Pictures of Redemption in Covenants

“The New Testament is hidden in the Old, and the Old is made manifest in the New”.

(Second Vatican Council, Dei Verbum, 16).

God’s purpose for his Creation is expressed in one of the most repeated phrases in the Old Testament:

“I will be their God, and they will be my people.”

You’ll find that phrase at least 30 times in the Old Testament, and six more in the New Testament.  It forms the second part of what is called the New Covenant, found in Jeremiah 31 and Ezekiel 36.

“This is the covenant I will make with the people of Israel after that time,” declares the LORD.  “I will put my law in their minds and write it on their hearts.

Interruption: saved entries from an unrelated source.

PR #376, opened 2019-11-15
More deterministic tests (PatientScalaFutures)

arkadius:
- (Very)PatientScalaFutures
- global execution context with more threads
Refactoring:
- extracted test-utils module with logging and scalatest detault configuration


engine/test-util/src/main/resources/reference.conf
```diff
@@ -0,0 +1,5 @@
+scala.concurrent.context {
```
mproch: :+1:

engine/test-util/src/main/resources/logback-test.xml
```diff
@@ -0,0 +1,29 @@
...
+        <encoder>
+            <Pattern>%d{HH:mm:ss.SSS} [%thread] %-5level %logger{36} - %msg%n</Pattern>
+        </encoder>
+    </appender>
+
+    <root level="WARN">
+        <appender-ref ref="STDOUT"/>
+    </root>
+
+    <!-- let's keep here INFO - if it will produce too many logs, we should rather think if our INFO logs are too much verbose... -->
```
mproch: we can try, but OTOH in tests deployment/normal work ratio is MUCH different than in prod...

engine/test-util/src/main/resources/logback-test.xml
```diff
@@ -0,0 +1,29 @@
+<?xml version="1.0" encoding="UTF-8"?>
```
mproch: I wonder if it would be a good idea to name it logback.xml,
so that we can override this file in some modules without warnings (e.g. when we test deployments we WILL have more INFO logs and we may not want them in this module?

arkadius: It will work with logback-test.xml. Configuration is taken based on order in classpath and order in classpath (I assume) is linearized based on sbt dependencies. I've tested it and it works.

PR #382, opened 2019-11-17
[Issue 268] UI - better node expression validation result

nadberezny:
Pass expression in field name in validation result, and display expression errors in scope of expression field

### DIFF
--- a/engine/flink/process/src/test/scala/pl/touk/nussknacker/engine/process/functional/CustomNodeProcessSpec.scala
+++ b/engine/flink/process/src/test/scala/pl/touk/nussknacker/engine/process/functional/CustomNodeProcessSpec.scala
@@ -250,7 +250,7 @@ class CustomNodeProcessSpec extends FunSuite with Matchers {
 
     val thrown = the [IllegalArgumentException] thrownBy processInvoker.invoke(process, List.empty)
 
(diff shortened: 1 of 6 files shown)


nadberezny:
@arkadius 
1. What about my notice on rocket about using NodeTypingInfo.DefaultExpressionId? IMO we need to have one way to identify expressions and prefixing with special character prevent us from mixing expression with parameter with name Expression - we can have it in e.g. sinks.
2. Is Option is still needed after those changes? If so, can we split logic in some point and have method with explicit name handling missing identifier? Now someone can not intentionally put None in new invocation.

Ad. 1
Done

Ad. 2
Yes, we still need Option to handle validation of an empty graph (without nodes)
As far as splitting validation logic is concerned, can't agree more, but I think, it would be good to address this issue in a seprarate PR.

arkadius:
> Ad. 1
> Done
:+1: 
 
> Ad. 2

I will be their God, and they will be my people”.

Jeremiah 31:33

I will give you a new heart and put a new spirit in you; I will remove from you your heart of stone and give you a heart of flesh.  And I will put my Spirit in you and move you to follow my decrees and be careful to keep my laws.  Then you will live in the land I gave your ancestors; you will be my people, and I will be your God.

Ezekiel 36: 26-28

God can’t be our God in all the ways he wants in the fallen world as it currently exists.  So he is actively redeeming Creation from sin and death, and we’ve been given a role in that process.  Os Guinness explains in Carpe Diem Redeemed:

“Things have gone wrong, badly wrong, and things are still going wrong.  The world needs to be put right, and those who know and love God become his covenanted partners in repairing and restoring the world to the state it was designed to be and one day will be again.”

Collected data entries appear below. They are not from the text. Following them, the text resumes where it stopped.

PR #383, opened 2019-11-17
JS static typing with Flow:

nadberezny:
1. Add init config
2. Type Validators.js

### DIFF
--- a/ui/client/package.json
+++ b/ui/client/package.json
@@ -6,9 +6,10 @@
   "license": "UNLICENSED",
   "private": true,
   "scripts": {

Carpe Diem Redeemed, by Os Guinness, Kindle loc 852

What is a Covenant?

In our experience, covenant is a legal term that we seldom use and barely understand.  Trent Hunter and Stephen Wellum have an excellent definition of covenants in Christ from Beginning to End.

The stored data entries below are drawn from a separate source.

PR #390, opened 2019-11-18
Listener api

gadomsky:


ui/restmodel/src/main/scala/pl/touk/nussknacker/restmodel/process/deployment/package.scala
```diff
@@ -0,0 +1,12 @@
+package pl.touk.nussknacker.restmodel.process
+
+package object deployment {
```
mproch: why is it in restmodel?

gadomsky:
> So the idea is that currently listeners do not have direct access to repositories?

Yes, but in the next PR I will introduce separete module with interfaces with such an access

ui/restmodel/src/main/scala/pl/touk/nussknacker/restmodel/process/deployment/package.scala
gadomsky: It's not any more :)

build.sbt
```diff
@@ -662,7 +662,14 @@ lazy val restmodel = (project in file("ui/restmodel"))
       "io.circe" %% "circe-java8" % circeV
     )
   )
-  .dependsOn(interpreter, testUtil % "test")
+  .dependsOn(api, interpreter, security, testUtil % "test")
+
+lazy val listenerApi = (project in file("ui/listner-api"))
```
arkadius: typo: ui/listEner-api

engine/util/src/main/scala/pl/touk/nussknacker/engine/util/Implicits.scala
```diff
@@ -22,4 +23,11 @@ object Implicits {
       else Some(s)
     }
   }
+
+  implicit class RichFuture[A](future: Future[A]) {
+    def effect(f: () => Unit)(implicit ec: ExecutionContext): Future[A] = for {
```
arkadius: Maybe `withSideEffect` or at least `withEffect` - to be visible that it doesn't only add effect but also returns Future

ui/listner-api/src/main/scala/pl/touk/nussknacker/listner/ChangeEvent.scala
```diff
@@ -0,0 +1,17 @@
+package pl.touk.nussknacker.listner
```
arkadius: What about moving it to `pl.touk.nussknacker.ui.listener`? Because I assume that that are ui events... Also typo: listner => listEner

ui/listner-api/src/main/scala/pl/touk/nussknacker/listner/ChangeEvent.scala
```diff
@@ -0,0 +1,17 @@
...
+
+import pl.touk.nussknacker.engine.api.process.ProcessName
+
+sealed trait ChangeEvent
```
arkadius: maybe `ProcessChangeEvent` to make it visible that all events are in context of process? Also shouldn't it be processId everywhere? I would like to write listener implementation that will partition all events by some identifier to ensure that changes will have correct order for this identifier.

ui/listner-api/src/main/scala/pl/touk/nussknacker/listner/ChangeEvent.scala
```diff
@@ -0,0 +1,17 @@
...
+
+object ChangeEvent {
+  final case class OnArchived(processName: ProcessName) extends ChangeEvent
+  final case class OnCategoryChanged(processName: ProcessName, category: String) extends ChangeEvent
```
arkadius: Can't we have also old category?

ui/listner-api/src/main/scala/pl/touk/nussknacker/listner/ChangeEvent.scala
```diff
@@ -0,0 +1,17 @@
...
+  final case class OnDeleted(processName: ProcessName) extends ChangeEvent
+  final case class OnDeploySuccess(processName: ProcessName) extends ChangeEvent
+  final case class OnDeployCancelled(processName: ProcessName) extends ChangeEvent
+  final case class OnDeployFailed(processName: ProcessName) extends ChangeEvent
```
arkadius: Can't we have also some failure info?

ui/listner-api/src/main/scala/pl/touk/nussknacker/listner/ChangeEvent.scala
```diff
@@ -0,0 +1,17 @@
...
+  final case class OnRenamed(oldName: ProcessName, newName: ProcessName) extends ChangeEvent
+  final case class OnSaved(processName: ProcessName) extends ChangeEvent
```
arkadius: I think that version will be necessary here... How someone will now which version should pull after this event? Also it will be necessary in other events like `OnDeploy*`

ui/listner-api/src/main/scala/pl/touk/nussknacker/listner/ListenerManagementFactory.scala
```diff
@@ -0,0 +1,29 @@
...
+  def serviceLoader(classLoader: ClassLoader): ListenerManagementFactory = {
+    aggregate(ScalaServiceLoader.load[ListenerManagementFactory](classLoader): _*)
+  }
+
+  def aggregate(factories: ListenerManagementFactory*): ListenerManagementFactory = new ListenerManagementFactory {
+    override def create(config: Config): ListenerManagement = {
+      val listeners = factories.map(_.create(config))
+      new ListenerManagement {
+        override def handler(event: ChangeEvent)(implicit ec: ExecutionContext, user: LoggedUser): Unit = {
+          listeners.foreach(_.handler(event))
```
arkadius: What about error handling here or rather on `ListenerManagement` level? Failures in some listener handling shouldn't have influence on other listeners... Also we need to have some logging of failures on top level.

build.sbt
gadomsky: fixed

engine/util/src/main/scala/pl/touk/nussknacker/engine/util/Implicits.scala
gadomsky: `withSideEffect`sounds great

ui/listner-api/src/main/scala/pl/touk/nussknacker/listner/ChangeEvent.scala
gadomsky: You're totally right

ui/listner-api/src/main/scala/pl/touk/nussknacker/listner/ChangeEvent.scala
gadomsky: I like the idea of `ProcessId` everywhere so I've added that to this trait. I have also removed `ProcessName` from some events because its unnecessary now.
Ofc youre write about name - also changed.

ui/listner-api/src/main/scala/pl/touk/nussknacker/listner/ChangeEvent.scala
gadomsky: category included

ui/listner-api/src/main/scala/pl/touk/nussknacker/listner/ChangeEvent.scala
gadomsky: :+1:

ui/listner-api/src/main/scala/pl/touk/nussknacker/listner/ChangeEvent.scala
gadomsky: :+1: 
included where needed

ui/listner-api/src/main/scala/pl/touk/nussknacker/listner/ListenerManagementFactory.scala
gadomsky: now events are handled in a safe way.

arkadius: For aggregates it's ok now, but I think that we need the same in single operation `ListenerManagement` or even upper in `withSideEffect`. Because IMO we don't want to some listener would break our application by throwing Exception. What about changing implementation of `withSideEffect` to:
```
f.onSuccess(f)
f
```
?

gadomsky: good point, fixed

PR #397, opened 2019-11-19
Less verbose logging, slightly better exception on null pointer

mproch:


engine/flink/util/src/main/scala/pl/touk/nussknacker/engine/flink/util/exception/DefaultEspExceptionHandler.scala
```diff
@@ -62,11 +64,22 @@ case class VerboselyLoggingRestartingExceptionHandler(processMetaData: MetaData,
...
+  override def consume(e: EspExceptionInfo[NonTransientException]): Unit = {
     logger.error(s"${processMetaData.id}: Exception during processing job, params: $params, context: ${e.context}", e.throwable)
   }
 }
 
+case class BrieflyLoggingExceptionConsumer(processMetaData: MetaData, params: Map[String, String] = Map.empty)
+  extends FlinkEspExceptionConsumer
+    with LazyLogging {
+  override def consume(e: EspExceptionInfo[NonTransientException]): Unit = {
+    logger.whenDebugEnabled {
```
arkadius: What do u think about:
```
if (logger.underlying.isDebugEnabled) {
  logger.debug(...)
} else {
  logger.warn(...)
}
```
to avoid double logging? Here and in other places in this change...

engine/interpreter/src/main/scala/pl/touk/nussknacker/engine/spel/SpelExpression.scala
```diff
@@ -404,10 +405,12 @@ object SpelExpressionParser extends LazyLogging {
 
     protected def findMethod(name: String, target: Any): Option[Method] = {
       val targetClass = extractClassFromTarget(target)
+        //TODO: better exception message
```
arkadius: Logic of Caching PropertyAccessors is complicated. In concrete class, in `canRead` we invoke `findMethod` from (two level up) `CachingBase` which invokes `extractClassFromTarget` (from one level down) `Caching` which check some nulls. Maybe this is the moment to simplify it somehow? I wonder if we can have only one level of inheritance and null check at the beginning (`canRead`) to avoid checking it in nested invocations? Maybe some separate `PropertyAccessor` for nulls? Or maybe some composition will help (like extracting new `ClassMethodsMemo` class)? For now I'm not sure why you changed it that way and what exactly is fixed...

engine/flink/util/src/main/scala/pl/touk/nussknacker/engine/flink/util/exception/DefaultEspExceptionHandler.scala
```diff
@@ -62,11 +64,22 @@ case class VerboselyLoggingRestartingExceptionHandler(processMetaData: MetaData,
 case class VerboselyLoggingExceptionConsumer(processMetaData: MetaData, params: Map[String, String] = Map.empty)
   extends FlinkEspExceptionConsumer
     with LazyLogging {
-  override def consume(e: EspExceptionInfo[NonTransientException]) = {
+  override def consume(e: EspExceptionInfo[NonTransientException]): Unit = {
     logger.error(s"${processMetaData.id}: Exception during processing job, params: $params, context: ${e.context}", e.throwable)
   }
 }
 
+case class BrieflyLoggingExceptionConsumer(processMetaData: MetaData, params: Map[String, String] = Map.empty)
```
arkadius: I can't see usage of `params`

engine/flink/util/src/main/scala/pl/touk/nussknacker/engine/flink/util/exception/DefaultEspExceptionHandler.scala
mproch: Hmm... I also thought about it, but when I look at logs I often filter out only WARN/ERROR - and that would get lost if we log only DEBUG here?

engine/interpreter/src/main/scala/pl/touk/nussknacker/engine/spel/SpelExpression.scala
mproch: I don't fix too much here :) 
I just don't want to throw "raw" NullpointerException, as it is later reported as "Unknown Exception", whereas I think it's kind of "normal" that user created diagram where she invokes method on null - it's an exception, but nothing unexpected... 

In https://travis-ci.org/TouK/nussknacker/jobs/613989223
org.springframework.expression.spel.SpelEvaluationException: EL1021E: A problem occurred whilst attempting to access the property 'name': 'null'
...
Caused by: java.lang.NullPointerException: null
	at pl.[secure].nussknacker.engine.spel.SpelExpressionParser$ScalaLazyPropertyAccessor.reallyFindMethod(SpelExpression.scala:307) ~[classes/:na]

And in https://travis-ci.org/TouK/nussknacker/jobs/614155476:

18:56:58.476 [pool-1-thread-1-ScalaTest-running-FlinkTestMainSpec] INFO  p.t.n.engine.spel.SpelExpression - Expression evaluation failed. Original #input.value1.toString(), ctxId: , message: EL1021E: A problem occurred whilst attempting to access the property 'value1': 'Cannot invoke method/property value1 on null object'

engine/flink/util/src/main/scala/pl/touk/nussknacker/engine/flink/util/exception/DefaultEspExceptionHandler.scala
mproch: true that, I didn't copy/paste with enough care ;)

engine/flink/util/src/main/scala/pl/touk/nussknacker/engine/flink/util/exception/DefaultEspExceptionHandler.scala
arkadius: Good point, it is one of scenario. The second one is that developer just look at logs stream line-by-line. But this grepping scenario looks like more critical. WDYT about extracting some LoggingExt utililty method for that pattern? It will prevent us from incidental refactor of this (by developer who've just perform line-by-line scenario)

engine/interpreter/src/main/scala/pl/touk/nussknacker/engine/spel/SpelExpression.scala
arkadius: Ok, good logging cleanup. WDYT about extracting NullPropertyAccessor and in other PropertyAccessors we won't worry about it?

PR #411, opened 2019-11-22
add scala 2.11 & 2.12 compile job in CI

gadomsky:


.travis.yml
```diff
@@ -68,6 +68,8 @@ jobs:
       script: ./ciRunSbt.sh clean ui/slow:test
     - name: "Management tests"
       script: ./ciRunSbt.sh clean management/it:test
+    - name: "Scala 2.11-2.12 compile"
+      script: CROSS_BUILD=true ./ciRunSbt.sh clean compile
```
mproch: test:compile?
Can we make it run only if "original" CROSS_BUILD==false?

arkadius: I think that @mproch want to have both `compile:compile` and `test:compile`. Am I right?

.travis.yml
```diff
@@ -68,6 +68,9 @@ jobs:
       script: ./ciRunSbt.sh clean ui/slow:test
     - name: "Management tests"
       script: ./ciRunSbt.sh clean management/it:test
+    - name: "Scala 2.11-2.12 compile"
```
arkadius: WDYT about changing name of this task to `Cross scala compile`. Let's keep information about all supported versions in one place, in sbt...

mproch: :+1:

.travis.yml
gadomsky: fixed

.travis.yml
gadomsky: fixed

PR #413, opened 2019-11-24
Use proper validation context for branch parameters compilation

mproch:


engine/interpreter/src/main/scala/pl/touk/nussknacker/engine/compile/PartSort.scala
```diff
@@ -0,0 +1,39 @@
...
+import pl.touk.nussknacker.engine.splittedgraph.SplittedNodesCollector
+import pl.touk.nussknacker.engine.splittedgraph.part.SourcePart
+import pl.touk.nussknacker.engine.splittedgraph.splittednode.EndingNode
+
+import scala.annotation.tailrec
+
+object PartSort {
+
+  @tailrec
+  //this is primitive topological sort, we want to sort parts,
```
arkadius: Can we move it on the class level? And also write some details why this sorting is need? Or at least notice in the place of invocation...

engine/interpreter/src/main/scala/pl/touk/nussknacker/engine/compile/ProcessCompiler.scala
```diff
@@ -126,12 +129,23 @@ protected trait ProcessCompilerBase {
...
-      splittedProcess.sources.map(compile).sequence
+      compileSources(splittedProcess.sources)
     ) { (_, exceptionHandler, sources) =>
       CompiledProcessParts(splittedProcess.metaData, exceptionHandler, sources)
     }
   }
 
+  private def compileSources(sources: NonEmptyList[SourcePart])(implicit meta: MetaData): CompilationResult[NonEmptyList[PotentiallyStartPart]] = {
+    val zeroAcc = (CompilationResult(Valid(List[PotentiallyStartPart]())), BranchEndContexts(Map(), None))
+    val (result, _) = PartSort.sort(sources.toList).foldLeft(zeroAcc) { case ((resultSoFar, branchContexts), nextPart) =>
```
arkadius: Can we put here some short notice why this sorting is need and reference to longer notice in PartSort? + maybe some TODO if it isn't final solution?

engine/interpreter/src/main/scala/pl/touk/nussknacker/engine/compile/ProcessCompiler.scala
```diff
@@ -126,12 +129,23 @@ protected trait ProcessCompilerBase {
...
+        val compiledPart = compile(nextPart, branchContexts)
+        //we don't use andThen on CompilationResult, since we don't want to stop if there are errors in part
+        val nextResult = CompilationResult.map2(resultSoFar, compiledPart)(_ :+ _)
+        (nextResult, branchContexts.addPart(nextPart.node, compiledPart))
```
arkadius: I don't get it ... we add part also for non-join parts? Do we really need to do it in folding (next step depends on previous) or we can do it without such dependency: first some map and then sequence

engine/interpreter/src/test/scala/pl/touk/nussknacker/engine/compile/CustomNodeValidationSpec.scala
```diff
@@ -257,6 +258,28 @@ class CustomNodeValidationSpec extends FunSuite with Matchers with OptionValues
...
+          .branch("join1", "unionTransformer", Some("outPutVar"),
+            List(
+              "branch1" -> List("key" -> "'key1'", "value" -> "#input")
+            )
+          )
+          .processorEnd("stringService", "stringService" , "stringParam" -> "''")
+      ))
+    val validationResult = validator.validate(process)
+
+    validationResult.variablesInNodes("stringService")("outPutVar") shouldBe TypedObjectTypingResult(Map("branch1" -> Typed[String]))
```
arkadius: Can you add two branches with different value's types?

mproch: added assertion in other test, this one is for different case

engine/interpreter/src/main/scala/pl/touk/nussknacker/engine/compile/ProcessCompiler.scala
mproch: I added comment in code

engine/interpreter/src/main/scala/pl/touk/nussknacker/engine/compile/ProcessCompiler.scala
mproch: Added comment

engine/interpreter/src/main/scala/pl/touk/nussknacker/engine/compile/PartSort.scala
mproch: Added comment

“What exactly is a covenant?  Covenant is an older word that has fallen largely out of use today.  It refers to a means by which we structure a relationship.  Our contemporary word contract is the most familiar way we structure relationships today, and a covenant and a modern contract have some similarities.

But a contract and a covenant also have important differences.  While a contract involves a relationship for the sake of obligations, a covenant involves obligations for the sake of a relationship.  A covenant is a chosen relationship between two parties ordered according to specific promises.”

Christ from Beginning to End

The only covenant we have experience with today is marriage.  Biblical marriage is a covenant because it forms a relationship between a husband and wife, according to specific promises they make to each other.

God made a series of covenants with specific people and groups in the Old Testament – with Adam, Noah, Abraham, Israel (through Moses), and David.   They all lead up to the new covenant we just mentioned.  Each successive covenant gives us a little more insight into how God will accomplish his plan to be our God and make us his people.  And each one narrows the focus onto who will finally accomplish it.  If we imagine God’s plan for redemption as a gemstone with multiple facets, each of the Old Testament covenants shows us a facet of his plan.